1. Shock
To : sammyg2498@gmail.com
From: pippalovesclimbing@btinternet.com
5 April 2018 at 11.45pm
Hi Sam,
How are things? Long time no speak. Although I have a pretty good excuse for not being in touch this time.
I guess it’s too much to hope that you haven’t have heard the news by now… I know it’s been all over social media. And yes it’s true – a week’s holiday climbing in Snowdonia followed by a five week sabbatical at St Bartholomew’s Hospital where they tried to piece me back together with screws and metal rods. Something must have worked, or perhaps the doctors just gave up, as they finally let me leave.

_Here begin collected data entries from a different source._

PR #2013, opened 2021-11-24
Move envvar to constants

jLopezbarb:
## Proposed changes
- Moves all env var to constant file so we can check all of them by looking at just one file
-

### DIFF
--- a/pkg/model/const.go
+++ b/pkg/model/const.go
@@ -180,4 +180,106 @@ const (
 
 	// HelmSecretType indicates the type for secrets created by Helm
 	HelmSecretType = "helm.sh/release.v1"
+
+	// OktetoBinEnvVar defines the okteto binary that should be used
+	OktetoBinEnvVar = "OKTETO_BIN"
+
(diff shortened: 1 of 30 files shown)


pkg/model/const.go
```diff
@@ -180,4 +180,106 @@ const (
...
 	HelmSecretType = "helm.sh/release.v1"
+
+	// OktetoBinEnvVar defines the okteto binary that should be used
+	OktetoBinEnvVar = "OKTETO_BIN"
+
+	// OktetoSkipCleanupEnvVar defines the okteto binary that should be used
+	OktetoSkipCleanupEnvVar = "OKTETO_SKIP_CLEANUP"
+
+	// OktetoUserEnvVar defines the user is using okteto
+	OktetoUserEnvVar = "OKTETO_USER"
```
jLopezbarb, line 191: Is this one the same as `okteto_username`?

pchico83: I think this is only used for defining the user of our integration tests

pchico83 (approved):

PR #3723, opened 2023-06-19
Don't copy ca-certs on deploy image

pchico83:
Since we pass the [right certificate](https://github.com/okteto/okteto/pull/3618) on `okteto deploy --remote` , there is no need to copy `ca-certificates` on the deploy image at runtime.
The user is responsible of adding the right certificates to her image if needed.

### DIFF
--- a/cmd/deploy/remote.go
+++ b/cmd/deploy/remote.go
@@ -48,15 +48,11 @@ const (
 	dockerfileTemplate     = `
 FROM {{ .OktetoCLIImage }} as okteto-cli
 
-FROM alpine as certs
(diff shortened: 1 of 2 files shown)


teresaromero (approved):

andreafalzetti:
@pchico83 is there a way to validate/test this PR? How did you test it?

andreafalzetti (approved):

pchico83:
> @pchico83 is there a way to thoroughly validate/test this PR? How did you test it?
> 
> I've tested this branch with a couple of sample repos and they worked ✅

I have tested it using a cluster with self-signed certificates

PR #3725, opened 2023-06-19
Use ARG instead of ENV to pass metadata for "--remote"

pchico83:
This PR refactors the `Dockerfile` generation for `--remote` to pass information using `ARG`instead of `ENV`. This way, sensible information like the okteto token, is not in plain in the dynamic Dockerfile.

In reality I’ve just swapped one set of four walls for another. I arrived at my parents’ house yesterday which is where I’ll be staying for the foreseeable future. The room is an ensuite which helps, but both Mum and Dad keep fussing around me as though I’m made of glass. Turns out that all I needed to do to get them to like me was free fall 80 ft and smash my spinal cord.

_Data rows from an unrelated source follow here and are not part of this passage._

PR #3742, opened 2023-06-21
Update hybrid analytics

teresaromero:
# Proposed changes

Fixes https://github.com/okteto/app/issues/6684

- update Track Metadata structs for Up & Exec compliant with internal documentation
- refactor methods to get metadata, Dev and Manifest new methods to extract information


teresaromero:
Some of the deepsource comments are not code related with this PR. I won't be fixing them as they are just raised because i changed the file.

pkg/model/manifest.go
```diff
@@ -1360,3 +1360,19 @@ func (m *Manifest) GetStack() *Stack {
...
+
+func (m *Manifest) HasDependenciesSection() bool {
+	return m.IsV2 && len(m.Dependencies) > 0
+}
+
+func (m *Manifest) HasBuildSection() bool {
+	return m.IsV2 && len(m.Build) > 0
+}
+
+func (m *Manifest) HasDeploySection() bool {
```
andreafalzetti, line 1372: Do you think could we add some unit tests for this function? I've just noticed that the old implementation causes a panic in this block and it's affecting `2.16.x` at least.

It'd be good to make sure it's not happening again in the future

teresaromero: I've added test for 3 helpers and updated the functions to contemplate the case of manifest being nil

cmd/up/up.go
```diff
@@ -617,16 +617,12 @@ func (up *upContext) start() error {
 	pidFileCh := make(chan error, 1)
 
 	analytics.TrackUp(analytics.TrackUpMetadata{
-		IsInteractive:          up.getInteractive(),
+		Mode:                   up.Dev.GetMode(),
 		IsOktetoRepository:     utils.IsOktetoRepo(),
-		IsV2:                   up.Manifest.IsV2,
```
rlamana, line 622: I'd keep the v2 parameter, since older version of the CLI are going to keep sending it, we will not have an easy way to distinguish old ones and new ones without it. I understand we are trying to make it compliant with the spec, but even if this was not added there I would keep it just in case it affects our dashboards in mixpaneI. Is there any other reason why we are removing it?

So I gues what I'm trying to say is to add all those that are defined in the dictionary, and at the end keep old those that were already there for retro-compatibility.

teresaromero: i've updated, so i kept the old ones and added the new ones in both exec and up

rlamana (approved):
Looks good to me from product perspective and the parameter we expect, I'm not reviewing from a code point of view.

andreafalzetti (approved):
# 🚀

pkg/model/dev.go
```diff
@@ -529,6 +529,14 @@ func (dev *Dev) IsHybridModeEnabled() bool {
 	return dev.Mode == constants.OktetoHybridModeFieldValue
 }
 
+func (dev *Dev) GetMode() string {
```
pchico83, line 532: could we set the default value when reading the manifest? I think there is already a `setDefaults` method.
That way we make sure if someone access `dev.Mode` directly it will have the right value and we don't need the `GetMode` method

teresaromero: Done!

pchico83 (approved):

Bad joke – sorry. I guess it all just seems a bit unreal at the moment. It’s difficult for me to get around and although the pain is under control now I’m just really goddamn tired.
I had a ton of messages of social media asking how it happened and asking if I was ok – some of the messages were from people I barely knew. My better self would say that people are just concerned and well-meaning but my more cynical, shadow self feels like some kind of strange fish in an aquarium that people are looking in at from the outside, thanking their lucky stars that they’re on the other side of the glass.
Anyway I deleted the social media accounts. Every. Single. One. To be honest I don’t really want to talk about it yet or see anyone. But if you wanted to call me that would be alright you know? If you wanted to anyway.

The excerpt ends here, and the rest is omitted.